> [PROBLEM]:
Gather all lines in the records below that include the word "this".

> [DATASET]:

PR #446, opened 2019-11-28
Support editing list description

heralden:
Depends on https://github.com/intermine/imcljs/pull/42.

Adds an "add description" button below the list results (and an "edit description" button instead if one is already present).

~~Note that due to a bug in https://github.com/intermine/intermine/issues/2148#issuecomment-559503248, removing an existing description is currently not possible. (Although this will probably be fixed soon.)~~
Update: The above is fixed now.

### DIFF
--- a/src/cljs/bluegenes/pages/results/events.cljs
+++ b/src/cljs/bluegenes/pages/results/events.cljs
@@ -6,6 +6,7 @@
             [imcljs.fetch :as fetch]
             [imcljs.path :as path]
             [imcljs.query :as q]
+            [imcljs.save :as save]
             [bluegenes.interceptors :refer [clear-tooltips]]
             [bluegenes.interceptors :refer [abort-spec]]
             [cljs-time.core :as time]
@@ -163,3 +164,43 @@
                         :enrichment-results
                         (keyword (:widget params))] nil)
       :enrichment/get-enrichment [(:widget params) enrichment-chan]})))
+
+(reg-event-db
+ :description/edit
+ (fn [db [_ state]]
+   (-> db
+       (assoc-in [:results :description :editing?] state)
+       (assoc-in [:results :errors :description] false))))
+
+(reg-event-fx
+ :description/update
+ (fn [{db :db} [_ list-name new-description]]
+   (let [service (get-in db [:mines (:current-mine db) :service])]
+     {:im-chan {:chan (save/im-list-update service list-name {:newDescription new-description})
+                :on-success [:description/update-success]
+                :on-failure [:description/update-failure]}})))
+
+(reg-event-fx
+ :description/update-success
+ (fn [{db :db} [_ {:keys [listDescription listName]}]]
+   {:dispatch [:description/edit false]
+    :db (update-in db [:assets :lists (:current-mine db)]
+                   (fn [lists]
+                     (let [index (first (keep-indexed (fn [i {:keys [name]}]
+                                                        (when (= name listName) i))
+                                                      lists))]
+                       (assoc-in lists [index :description] listDescription))))}))
+
+(reg-event-db
+ :description/update-failure
+ (fn [db [_ {:keys [status body] :as res}]]
+   (assoc-in db [:results :errors :description]
+             (cond
+               (string? body)
+               ;; Server returned HTML as it didn't understand the request.
+               "This feature is not supported in this version of InterMine."
+               (= status 400)
+               "You are not authorised to edit this description."
+               :else
+               (do (.error js/console "Failed imcljs request" res)
+                   "An error occured. Please check your connection and try again.")))))
--- a/src/cljs/bluegenes/pages/results/events.cljs
+++ b/src/cljs/bluegenes/pages/results/events.cljs
@@ -182,14 +182,14 @@
 
 (reg-event-fx
  :description/update-success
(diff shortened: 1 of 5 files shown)


src/cljs/bluegenes/pages/results/events.cljs
```diff
@@ -163,3 +164,43 @@
                         :enrichment-results
                         (keyword (:widget params))] nil)
       :enrichment/get-enrichment [(:widget params) enrichment-chan]})))
+
+(reg-event-db
+ :description/edit
```
yochannah: can I suggest naming this edit-list? otherwise it's a tad vague.

src/cljs/bluegenes/pages/results/events.cljs
```diff
@@ -163,3 +164,43 @@
...
+                       (assoc-in lists [index :description] list-description))))}))
+
+(reg-event-db
+ :description/update-failure
+ (fn [db [_ {:keys [status body] :as res}]]
+   (assoc-in db [:results :errors :description]
+             (cond
+               (string? body)
+               ;; Server returned HTML as it didn't understand the request.
+               "This feature is not supported in this version of InterMine."
```
yochannah, line 201: this works nicely 👍

src/cljs/bluegenes/pages/results/events.cljs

> [ANSWER BOX]:
~~Note that due to a bug in https://github.com/intermine/intermine/issues/2148#issuecomment-559503248, removing an existing description is currently not possible. (Although this will probably be fixed soon.)~~
+               "This feature is not supported in this version of InterMine."
+               "You are not authorised to edit this description."
yochannah: can I suggest naming this edit-list? otherwise it's a tad vague.
+               "This feature is not supported in this version of InterMine."
yochannah, line 201: this works nicely 👍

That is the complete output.